Question: How to use (external) transformer-based embeddings?

davidberenstein1957 / concise-concepts

This repository contains an easy and intuitive approach to few-shot NER using most similar expansion over spaCy embeddings. Now with entity scoring.

MIT License

242 stars 14 forks source link

Question: How to use (external) transformer-based embeddings? #30

Closed repodiac closed 1 year ago

repodiac commented 1 year ago

Hi,

your idea of "concise concepts" sounds really intriguing! However, I would like to use transformer-based embeddings - as far as I can see it from the source code, you rely on (word, vector) tuples in a large list like for instance in GloVe or Word2Vec models, right?

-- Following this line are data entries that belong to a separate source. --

Issue #1220, opened 2025-05-03
Persistent lint ignores with LSP


kuukunen:
## Description

For context, I'm using harper-ls in nvim through lspconfig/mason.

I would like to have persistency for lint ignores. For example, I have a .txt file (I configured 'text' to be included in the filetypes. I'm almost tempted to request having that as default, but I guess it'd be more of an lspconfig issue.)

Let's say in a file I have a way too long sentence that I think is ok, heck the conventions. I mark it as ignored through the LSP code actions system. Alas, when I reopen the file, the same lint issue reappears. There are no words in the extended English language to describe how much this annoys me.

So, how could one implement this using HuggingFace models like spacy-transformer's tok2vec interface, maybe? Should I use the texts to be tagged for pretraining (i.e. "fine-tuning") a HF transformer model and then create this list by tokenizing all words (maybe getting rid of fill words or the like before) from the texts? Afterwards I'd have the same setting as with the current models, I guess.

Or maybe I am completely off the right track :-)

repodiac commented 1 year ago

I have to add that extended pretraining might not be necessary if there is no specific vocabulary needed for NER.
I also have to add that this list of tuples (word, vector) needs processing all "sentences" from the input texts (the ones used for tagging with NER) with the transformer (like BERT) so that one can use the token embeddings as vectors. This might lead to different embeddings for the same word (due to context-awareness of the transformer model). Then what, do some (mean-/max-)pooling?

It makes sense to me, but does it make sense to anyone else? :)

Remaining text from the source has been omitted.